> _Exercise_: Go over the data and keep only the lines that include "same".

----- Material shown -----

PR #30069, opened 2026-08-23
fix(paradex): omit zero trigger_price in parseOrder

rayBastard:
Paradex returns trigger_price "0" for non-trigger orders, so every plain order carried triggerPrice/stopPrice 0 instead of undefined. Wrap it in omitZero like avg_fill_price and remaining_size.

### DIFF
--- a/ts/src/test/static/response/paradex.json
+++ b/ts/src/test/static/response/paradex.json
@@ -2296,7 +2296,7 @@
                     "postOnly": null,
                     "reduceOnly": false,
                     "side": "buy",
-                    "price": 0,
+                    "price": null,
                     "stopPrice": 260,
                     "triggerPrice": 260,
                     "takeProfitPrice": null,
--- a/ts/src/test/static/response/paradex.json
+++ b/ts/src/test/static/response/paradex.json
@@ -76,7 +76,7 @@
                     "reduceOnly": false,
                     "side": "buy",
                     "price": 0.6,
-                    "triggerPrice": 0,
+                    "triggerPrice": null,
                     "takeProfitPrice": null,
                     "stopLossPrice": null,
                     "average": null,
@@ -325,7 +325,7 @@
                         "reduceOnly": false,
                         "side": "buy",
                         "price": 100,
-                        "triggerPrice": 0,
+                        "triggerPrice": null,
                         "takeProfitPrice": null,
                         "stopLossPrice": null,
                         "average": null,
@@ -384,7 +384,7 @@
                         "reduceOnly": false,
                         "side": "sell",
                         "price": 200,
-                        "triggerPrice": 0,
+                        "triggerPrice": null,
                         "takeProfitPrice": null,
                         "stopLossPrice": null,
                         "average": null,
@@ -481,7 +481,7 @@
                     "reduceOnly": false,
                     "side": "buy",
                     "price": 120,
-                    "triggerPrice": 0,
+                    "triggerPrice": null,
                     "takeProfitPrice": null,
                     "stopLossPrice": null,
                     "average": null,
@@ -2091,8 +2091,8 @@
                     "reduceOnly": false,
                     "side": "buy",
                     "price": 50,
-                    "stopPrice": 0,
-                    "triggerPrice": 0,
+                    "stopPrice": null,
+                    "triggerPrice": null,
                     "takeProfitPrice": null,
                     "stopLossPrice": null,
                     "average": null,
@@ -2194,8 +2194,8 @@
                     "reduceOnly": true,
                     "side": "sell",
                     "price": 250,
-                    "stopPrice": 0,
-                    "triggerPrice": 0,
+                    "stopPrice": null,
+                    "triggerPrice": null,
                     "takeProfitPrice": null,
                     "stopLossPrice": null,
                     "average": null,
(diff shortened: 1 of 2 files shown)


ts/src/test/static/response/paradex.json
```diff
@@ -76,7 +76,7 @@
                     "reduceOnly": false,
                     "side": "buy",
                     "price": 0.6,
-                    "triggerPrice": 0,
+                    "triggerPrice": null,
```
carlotestor, line 79: This flip (and the five others like it) is correct but inert as a regression test. `assertNewAndStoredOutputInner` in `ts/src/test/tests.ts` returns early on `if (!newOutput && !storedOutput)`, and both the old computed `0` and the new `null` are falsy — so this line passed before the parser fix and passes after it. I verified by reverting only the parser change in the emitted JS: all 27 static response tests still passed. Worth knowing these lines don't pin the behaviour.

ts/src/test/static/response/paradex.json
```diff
@@ -2242,6 +2242,109 @@
...
+                    "lastTradeTimestamp": null,
+                    "lastUpdateTimestamp": 1755950460340,
+                    "status": "open",
+                    "symbol": "SOL/USD:USDC",
+                    "type": "market",
+                    "timeInForce": "IOC",
+                    "postOnly": null,
+                    "reduceOnly": false,
+                    "side": "buy",
+                    "price": 0,
```
carlotestor: `"price": 0` doesn't match the parser output — the actual value is `null`. Base `safeOrder` applies `omitZero` to `price`, and this `STOP_MARKET` order has `"price": "0"` in the raw payload, so it becomes undefined. It slips through today only because `0` and `null` are both falsy in the comparison short-circuit; swapping it for a truthy value fails with `[price] computed: null stored: 999`. Please change this to `null` so the fixture records real behaviour.

carlotestor (commented):
## Summary

The `ts/src/paradex.ts` change is correct. I ran the parser against a raw Paradex order with `trigger_price: "0"` on this head and confirmed the behaviour:

```
zero-trigger  {"price":100}                                  <- no triggerPrice/stopPrice keys at all
stop-order    {"triggerPrice":260,"stopPrice":260}
```

So plain orders no longer carry `triggerPrice: 0`, and real stop orders keep `260`. Wrapping in `omitZero` matches the existing `avg_fill_price` / `remaining_size` handling two lines above, and mirrors what base `safeOrder` already does for `price`/`average`. `npm run response-js -- paradex` is green (27 passed).

### The fixture does not actually guard this change

The 111-line fixture addition gives less protection than it looks. I reverted **only** the parser fix in the emitted `js/src/paradex.js` (back to `this.safeString (order, 'trigger_price')`), left the new fixture in place, and re-ran:

```
[INFO][JS][TEST_SUCCESS] 27 static response tests passed.
```

Still green with the bug restored. The cause is in `ts/src/test/tests.ts`:

```js
if (!newOutput && !storedOutput) {
    return true;
}
```

`0` and `null`/`undefined` are both falsy, so every `triggerPrice: 0` → `triggerPrice: null` flip short-circuits before any comparison — it passed before the fix and passes after. The one line in this PR that genuinely asserts new behaviour is `triggerPrice: 260` in the new stop-order case, because `260` is truthy.

That is a pre-existing framework limitation, not something you introduced, but it does mean the six zero→null flips are inert as a regression net. If you want the fix pinned, the reliable option today is a `parseOrder` assertion outside the static-response harness.

### One fixture value is factually wrong

`"price": 0` in the new case does not match what the parser produces — the real value is `null`. Base `safeOrder` runs `omitZero` on `price`, and the raw `STOP_MARKET` order has `"price": "0"`, so it drops out. I proved it by changing that one field to a truthy sentinel:

```
[TEST_FAILURE][paradex][fetchOpenOrders][stop order keeps its non-zero trigger price]
  [price] computed: null stored: 999
```

It is inert for the same falsy reason, but it encodes a wrong expectation and would fail immediately if the short-circuit above is ever tightened. Should be `null`.

(For reference: `cost: 0`, `average: null` and `postOnly: null` in that block are masked the same way, but those follow the file's existing convention — only `price` is uniquely wrong here.)

### Note

`npm run tsBuild` reports `ts/src/upbit.ts(828,13): error TS2322` on this branch. That is pre-existing on `master` and unrelated to this PR — flagging only so it is not mistaken for a regression here.

Merge gate: 🟢
Merge probability: 94%

carlotestor (commented):
Follow-up on bf370b47d6cb72e209cda6942c364ad159aec855.

This commit only changes the new stop-order fixture `price` from `0` to `null`, which is what `safeOrder` + `omitZero` actually emit for a raw `"price": "0"` STOP_MARKET. Matches the earlier review note; no new issues in this delta.

Merge gate: 🟢

carlotestor:
## Merge digest

Paradex returns `trigger_price` `"0"` on plain orders, so `parseOrder` now runs it through `omitZero` and leaves `triggerPrice`/`stopPrice` undefined.

| File | Δ | What |
| --- | ---: | --- |
| `ts/src/paradex.ts` | +2/−1 | `parseOrder` `triggerPrice` via `omitZero` |
| `ts/src/test/static/response/paradex.json` | +111/−8 | `parseOrder` response fixtures |

```mermaid
flowchart LR
  omitZero["omitZero"]
  safeString["safeString"]
  paradex["paradex"]
  paradex --> omitZero
  paradex --> safeString
```

`ts/src/paradex.ts`

```ts
@@ -1521,7 +1522,7 @@
-            'triggerPrice': this.safeString (order, 'trigger_price'),
+            'triggerPrice': triggerPrice,
```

-----

> _Exercise response_:
It is inert for the same falsy reason, but it encodes a wrong expectation and would fail immediately if the short-circuit above is ever tightened. Should be `null`.
(For reference: `cost: 0`, `average: null` and `postOnly: null` in that block are masked the same way, but those follow the file's existing convention — only `price` is uniquely wrong here.)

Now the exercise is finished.